= 1987 Chilean telethon =

Charity event

Chilean Telethon's logo

The 1987 Chilean telethon was the seventh version of the solidarity campaign conducted in Chile, which took place on 4 and 5 December 1987. The theme of this version was "To Believe in Life." The poster boy was Victor Torres.

This Telethon came out after a year's absence. The 1986 edition was suspended due to various reasons.

That year also saw disasters: floods and storms in central Chile, as well as attacks and protests, but again that did not stop the exceeding of the target in 1985: $502,293,311.

== Justifications for the suspension of the 1986 edition ==

- First, 1986 saw changes to the Teletón's administration.
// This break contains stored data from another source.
Issue #6330, opened 2020-02-22
Reminders period overflow issue in ADO.NET Reminders Table


xontab:
In the ADO.NET reminders table implementation, the period is stored in milliseconds as Integer.  Thus it is not possible to set it more than 24.8 days, as it will overflow and thus the wrong value is stored in the DB.  At the moment there is no validation so it will not throw any exceptions or errors when this happens.

https://github.com/dotnet/orleans/blob/38e1e86f5af92994bcc83b37c5228df95be6b892/src/AdoNet/Shared/Storage/DbStoredQueries.cs#L399-L402

We are ready to create a PR with a fix, however there are a number of options:
* Option 1: Change it to `Long` - This will ensure backwards compatibility with the existing DB Schema
* Option 2: Change it to `String` - Similar to other reminder storage providers (example Azure and DynamoDB)
* Option 3: Change it to `Double` - Same type used for `TotalMilliseconds` to support both whole and fractional milliseconds

What do you think?

sergeybykov:
Tagging @veikkoeeva for his opinion.

veikkoeeva:
I think Orleans cannot support fractional milliseconds and I'm not aware of such plans. Also looking at https://github.com/dotnet/orleans/blob/master/src/Orleans.Runtime/ReminderService/ReminderRegistry.cs#L30 the maximum is `4294967294` ms of type `uint`, or 49.7 days while calculations use `long` if I got my mental pseudocalculations correct.

In practice see:

1. Needs to be changed to all database scripts to `long` to match code.
2. Needs to be changed in the code.
3. Tests run. I can run the MySQL and PostgreSQL and/or SQL Server depending what is needed if this is needed.

So, the change to `long` a necessary fix unless @sergeybykov or @xontab can come up with other arguments.

As a side note, I remember this topic came up in the very early days while checking other bugs during refactoring the codebase. In hindsight this ought to have refactored already back then, but the plan was also to make a better implementation of the reminder table (narrow name indexes, good range index for queries taking cues from `Storage`). In enterprise space there are solutions and 3rd party services doing this in scaleable with good enough accuracy and resolution, so this is an important subservice. Here we are again, glad to see this receiving attention. Go for it! :)

xontab:
[...]

PR #6390, opened 2020-03-11
Reminders period overflow issue in ADO.NET Reminders Table

xontab:
Issue https://github.com/dotnet/orleans/issues/6330

Updates:
* Changed data types from `int` to `long` in reminders ADO.NET when period is greater than max int (due to compatibility reasons)


veikkoeeva:
I have not tested this, but apparently @xontab has changed all the places I could immediately think of. Did you give a run for this code, @xontab ? This looks OK to me.

xontab:
I ran a number of manual tests to make sure that the reminders still work even with the old schema to make sure that the fix is backwards compatible.  I ran the following scenarios on SQL Server, Postgres, MySQL, Oracle (all containerised) using both the old and new schema changes. 

Scenario 1: Within integer range - 60,000ms (to make sure that it works on both schemas)
Scenario 2: Max supported period value - 4,294,967,294ms (this is the fix, thus it only works on the new schema)
Scenario 3: Period greater than 4,294,967,294ms (this will always throw a validation error)

To make sure that the reminders are still working properly, I ran the following steps:
* Used `RegisterOrUpdateReminder` to run the above scenarios
* Restarted the Silo (to make sure that the correct values are read from the DB)
* Verified that the correct values are loaded in the Orleans Dashboard

* Verified that the reminders are still firing for the first 3 periods (by changing the computer date and time settings)

If you want me to run more test scenarios, please let me know.

veikkoeeva:
@xontab This looks reasonable. It is a lot more work to introduce new tests to the system to check these. Should we record an issue to add more tests to the system (and where to add them as a pointer to others), @ReubenBond or @sergeybykov ?

sergeybykov:
Thank you, @xontab and @veikkoeeva!

Feel free to open a tracking issue for additional tests.

xontab:
@veikkoeeva I didn't add any integration tests as all the above tests depend on a different DB engines which might be a bit tricky to integrate with the CI/CD pipeline, however I guess we can start by adding tests which use an `InMemoryReminderTable`.  I am ready to add more tests related to Reminders to help out and contribute to the project. :)

veikkoeeva:
@xontab That is true about test pipeline. Currently at least the ADO.NET persistence tests are not run at least on these GH tests.

Currently persistence tests are done one way to accomondate for the different DB engines and make them show nicely on the test filter. There are better ways these days besides having a next iteration and just not getting it done in the middle of night. :)

I would like to refactor persistence tests to use dependency injection and asynchronous setup similar to https://github.com/dotnet/orleans/blob/master/Samples/OneBoxDeployment/test/OneBoxDeployment.IntegrationTests/IntegrationTestFixture.cs#L58 with default DB values but so that they're more easily configurable with one's custom values. Indeed, as picked via the normal .NET Core configuration mechanism.

There would be plenty of work in that regard there. Since starting a startup and and working on more or less global projects I've had too little time lately to accomplish bigger tasts other than pushing iteration one of OneBoxDeployment over finish line. :)

PR #6399, opened 2020-03-13
Reduce port clashes in TestCluster

ReubenBond:
This will not help as much on Linux, since named mutexes are only process-wide on Linux.
On Windows, this ought to work fairly well - we'll see 😅


ReubenBond:
I need to address some issues with this and perform some thread synchronization (yuck)

slonopotamus:
Why don't you just bind to port=0 and let OS _guarantee_ you a free port? Present solution is full of race conditions and doesn't work reliably.

ReubenBond:
The current solution uses in-memory transports and doesn't bind to ports during tests, by default.

There is a reason why we also don't do what you're suggesting, though: the port is a part of the silos identity and it needs to know that before the bind occurs. Something different could work, but it would require significant changes.

slonopotamus:
If tests are not binding to TCP ports, what's the point in TestClusterPortAllocator _at all_?

ReubenBond:
Tests don't bind to TCP ports by default. We have some tests which use the TestCluster which spawn hosts in separate processes or test socket logic. Those tests do use TCP ports.

PR #6409, opened 2020-03-18
Use the overload of ConcurrentDictionary.GetOrAdd that takes a method

abe545:
I was just browsing the code, and noticed this randomly.
It seems like it wasn't actually useful previously, as the dictionary seems to be an attempt to not have to call `GenerateDeterministicGuid` every time it tries to get the queue grain.


ReubenBond:
Thanks, @abe545 :)

PR #6413, opened 2020-03-19
Avoid prematurely releasing mutex in TestClusterPortAllocator

ReubenBond:


src/Orleans.TestingHost/TestClusterPortAllocator.cs
```diff
@@ -167,6 +167,7 @@ public bool Acquire(string name)
                                 // Acquired
                                 _mutexes[name] = mutex;
                                 Interlocked.Increment(ref result[0]);
+                                return;
```
ReubenBond: *whoops*

PR #6672, opened 2020-08-03
Analyze running activations and report back status to callers for long-running and blocked requests

ReubenBond:
Adds a new `ActivationWorkloadMonitor` type that periodically scans active activations to analyze running and blocked requests. Requests which have been running or blocked for a configurable period of time are responded to with a status update message that is printed as a warning. Eventual timeout exceptions also include the latest status messages.

The hope is that this will improve debuggability for some users and make persistent issues more apparent.

Also adds the ability to tier timeouts based upon the most recent status update. Eg, for messages with no response, we can timeout early. For messages which are running, we can allow them to keep running past the usual 30s timeout (although we would need to also consider this when performing message expiry).


ReubenBond:
In future, we can use this mechanism at the center of deadlock detection

PR #6681, opened 2020-08-11
Implement == and != operators in StreamId and InternalStreamId

benjaminpetit:


src/Orleans.Core.Abstractions/IDs/StreamId.cs
```diff
@@ -74,6 +74,12 @@ public static StreamId Create(byte[] ns, byte[] key)
 
         public bool Equals(StreamId other) => FullKey.Span.SequenceEqual(other.FullKey.Span);
 
+        public override bool Equals(object obj) => obj is StreamId ? Equals((StreamId)obj) : false;
```
ReubenBond, line 77:
```suggestion
        public override bool Equals(object obj) => obj is StreamId other && this.Equals(other);
```

src/Orleans.Core.Abstractions/IDs/StreamId.cs
```diff
@@ -123,7 +129,13 @@ private InternalStreamId(SerializationInfo info, StreamingContext context)
 
         public bool Equals(InternalStreamId other) => StreamId.Equals(other) && ProviderName.Equals(other.ProviderName);
 
-        public int CompareTo(InternalStreamId other) => throw new NotImplementedException();
+        public override bool Equals(object obj) => obj is InternalStreamId ? Equals((InternalStreamId)obj) : false;
```
ReubenBond, line 132:
```suggestion
        public override bool Equals(object obj) => obj is InternalStreamId other && this.Equals(other);
```

PR #6682, opened 2020-08-11
Pluggable StreamId to GrainId mapper

benjaminpetit:


src/Orleans.Core.Abstractions/Manifest/GrainProperties.cs
```diff
@@ -121,6 +121,11 @@ public static class WellKnownGrainTypeProperties
         /// </summary>
         public const string StreamBindingIncludeNamespaceKey = "include-namespace";
 
+        /// <summary>
+        /// Key type of the grain, if it implement a legacy interface. Valid values are nameof(String), nameof(Int32) and nameof(Guid)
```
ReubenBond, line 125: Should this be Int64?

src/Orleans.Core/Streams/Core/IStreamIdMapper.cs
```diff
@@ -0,0 +1,16 @@
...
+{
+    /// <summary>
+    /// Common interface for component that map a StreamId to a GrainId
+    /// </summary>
+    public interface IStreamIdMapper
+    {
+        /// <summary>
+        /// Get the corresponding GrainId from the StreamId
+        /// </summary>
+        GrainId GetGrainId(GrainBindings grainBindings, StreamId streamId);
```
ReubenBond, line 14: I think ultimately a model which is compositional would be better. Eg, TryGetGrainId, so you can run them in sequence before falling back to a default

src/Orleans.Core/Streams/PubSub/ImplicitStreamSubscriberTable.cs
```diff
@@ -79,14 +82,15 @@ private Cache BuildCache(MajorMinorVersion version, ImmutableDictionary<GrainTyp
...
-                    bool includeNamespaceInGrainId = false;
-                    if (grainBinding.TryGetValue(WellKnownGrainTypeProperties.StreamBindingIncludeNamespaceKey, out var value)
-                        && string.Equals(value, "true", StringComparison.OrdinalIgnoreCase))
+                    if (!grainBinding.TryGetValue(WellKnownGrainTypeProperties.StreamIdMapperKey, out var mapperName))
                     {
-                        includeNamespaceInGrainId = true;
+                        throw new KeyNotFoundException(
+                           $"Stream binding for grain type {binding.GrainType} is missing a \"{WellKnownGrainTypeProperties.StreamIdMapperKey}\" value");
                     }
+                    var streamIdMapper = _serviceProvider.GetServiceByName<IStreamIdMapper>(string.IsNullOrWhiteSpace(mapperName) ? DefaultStreamIdMapper.Name : mapperName);
```
ReubenBond, line 90: I think we should pass the default name through the grain bindings, rather than pass null/empty and map it here

PR #6648, opened 2020-07-13
AAD authentication for Azure providers (blob, queue & table)

aelij:
Note this PR changes a few public APIs (`AzureQueueDataManager` and `AzureQueueAdapterFactory`) due to the new Azure Queue SDK, which uses `string` instead of the `CloudQueueMessage` class for sending messages.

PR #6686, opened 2020-08-14
Cherry-pick commits for 3.3.0

sergeybykov:
Improve ClusterClient disposal (#6583)
Added 'RecordExists' flag to perisistent store so that grains can detect if a record exists already (#6580)
AAD authentication for Azure providers (blob, queue & table) (#6648)


pentp:
The `RecordExists` flag should be mentioned as a potentially breaking change - for example OrleansTestKit doesn't implement these new properties yet.

sergeybykov:
Good point, @pentp. Will update the release notes.

PR #6710, opened 2020-08-24
Update .NET SDK version

ReubenBond:


ReubenBond:
This is failing due to an issue with the Use .NET SDK Azure Pipelines task

PR #5408, opened 2019-02-28
Removed filtering from streaming infrastructure

jason-bragg:
Breaking changes to core.abstractions, so this is, at earliest, a 3.0 change

Issue #5939, opened 2019-09-07
Retain producer-side stream filtering


cata:
**Background**

Producer-side stream filtering is to be removed in an upcoming revision of Orleans (per ~#5408~ #6711).
See relevant Gitter excerpts below:
* [August 13, 2019 3:04 PM](https://gitter.im/dotnet/orleans?at=5d535e35d03a7c63e62256d5)
* [August 14, 2019 7:23 AM](https://gitter.im/dotnet/orleans?at=5d5443ad9507182477d9d6be)
* [August 14, 2019 8:04 AM](https://gitter.im/dotnet/orleans?at=5d544d494e17537f522fbd4e)

In short, the intent is to remove the feature due to maintainability and design-related concerns in the face of the pub-sub system becoming a public surface.
My understanding is that the primary design concern stems from the way the filter predicate is specified.  In the current implementation, the identity of the filter predicate (represented by a class name and method name tuple) is supplied by the subscribing party. In addition to constraining  eligible predicates to  static methods, the mechanism used to extract this identity employs delegates and leads to an undesirable dependency whereby the predicate function must be available to both producer and consumer. While this may appear fairly benign in the case in which both the producer and the consumer are grains, this requirement becomes harder to justify when consuming streams from an Orleans client. 

**Advocating for retaining producer-side filtering** 

> Please note that the scenarios described below have been significantly simplified for the sake of brevity

We use per-grain streams to publish incremental grain state changes, in a variation on event sourcing. Clients subscribe to these streams to render changes to grain state in real time. Upon subscribing, a new client receives an optimized version of the change log, allowing it to "catch-up" with the current grain state - we are currently using the feature in production to selectively deliver this class of messages to only the newly subscribed client. 

In addition to simple state(s), grains can hold collections - changes to these collections are similarly propagated to clients in real time. Clients can construct queries over these collections, the results of which are also updated in real time - we are currently using the feature in production to selectively deliver initial query results to only the client that has made the query. 

Continuing to be able to filter such messages on the producer side is very important to us.

**Possible approaches to retaining producer-side filtering**
 
It appears that allowing arbitrary client-supplied predicates while addressing the coupling concern would require serializing the predicate closure provided by the consumer at subscription time and then deserializing and executing it on the producer side.
[...]

PR #6711, opened 2020-08-24
Removed filtering from streaming infrastructure

benjaminpetit:
Replace #5408


cata:
Please see [this comment](https://github.com/dotnet/orleans/pull/5408#issuecomment-528568705) and #5939, which is still open.
Can you please share more information as to what the plan is regarding the above?

benjaminpetit:
For now: no defined plan, except cleaning.

We want first to have clean, reliable, and consistent API across all providers. This current implementation of stream filtering does not satisfy these requirements.

But we are open to suggestion and PR! I've read your issue; we can chat a bit and see what we can do.

ReubenBond:
One conflict

benjaminpetit:
Rebased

These included the creation of a new organizing firm, the Fundación Teletón, and the reconstruction and enlargement that took place in the Teatro Casino, which was renamed to Teatro Teletón and given to the foundation.
- The second reason is due to time constraints related to Don Francisco, host of the Chilean Teletón. This was because its main show, Sábado Gigante (which had already 24 years in Canal 13), would be exported to Spanish International Network (later Univision) in the United States, and since 2 editions had to be produced in one week (1 for each network), less time was left for Don Francisco's other projects, the Teletón included.
- The third and final reason is due to the events in that year, which included the disasters mentioned above, and the hosting of the 1986 South American Games.

==Sponsors==

| Aceite Cristal; Agua Mineral Cachantún; Banco de Chile; Cecinas La Preferida; Coca-Cola; Cola Cao; Combustibles Copec; Chocolates Dos en Uno; Detergentes Lever; | Galletas Costa; Helados Savory; Jabón Camay; Johnson's Clothes; Leche Soprole; Nescafé; Odontine; Pastas Lucchetti; Pilsener Dorada; | Pisco Control; Pre Unic; Productos Kodak; Quesos Colún; Soft; Té Supremo; Vinos Santa Carolina; Yoghurt Soprole; |

==Artists==

=== Nationals ===
- Los Huasos Quincheros
- Irene Llano
- Miguel Piñera
- Pancho Puelma
- Zalo Reyes
- Miguelo
- Cristóbal
- Luis Dimas
- Myriam Hernández
- Luis Jara
- Patricia Maldonado
- Eduardo Gatti
- Jorge Eduardo
- Luz Eliana
- Patricio Renán
- Santiago Cuatro
- Patricia Frías
- José Luis Arce
- Ginette Acevedo
- Roberto Viking Valdés
- Sergio Lillo
- Maria Inés Naveillán
- Soledad Guerrero
- Analyo
- Mónica De Calixto
- Sonora de Tommy Rey
- Peter Rock
- Gloria Simonetti
- Wildo
- Las Cuatro Brujas
- Alberto Plaza (singer of the 1987 theme Believing in Life (Hands Together)) (Note: Two MTVs of the song were produced, one with Plaza and the nation's leading newsreaders, and another all-star version from the Teleton Theater with Plaza and various artists.)
- Andrea Tessa
- José Alfredo Fuentes
- Juan Carlos Duque

=== International Artists ===
- Sandra Mihanovich
- Olé Olé
- Celeste Carvallo
- Jairo
- Silvana Di Lorenzo
- Alejandro Lerner
- Alfredo De Angelis
- Rubén Juárez
- Pablito Ruiz
- Oscar De Fontana
- Fito Páez
- Juka Shepp
- Manuela Bravo
- Braulio
- Claudio
- Hernaldo Zúñiga
- José Luis Rodríguez "El Puma"
- Pedro Prado
- Mónica Posse

=== Comedians ===
- Coco Legrand
- Jorge "Chino" Navarrete
- Canelo Huanca
- Checho Hirane
- Gigi Martin
- Luis Arenas
- Ernesto Ruiz
- Jappening Con Ja

=== In the Children's Section ===
- The 1987 edition saw a recording of children's TV programmes then airing that year aired.

== Transmission ==
As with previous years, the Teletón was broadcast through all of the TV networks existing back then in Chile.
- Telenorte
- UCV Televisión
- Televisión Nacional de Chile
- Universidad de Chile Televisión
- Universidad Católica de Chile Televisión
However, this edition marked the debut of Canal 9, the secondary channel of Televisión Nacional de Chile, which began its experimental transmissions in 1986.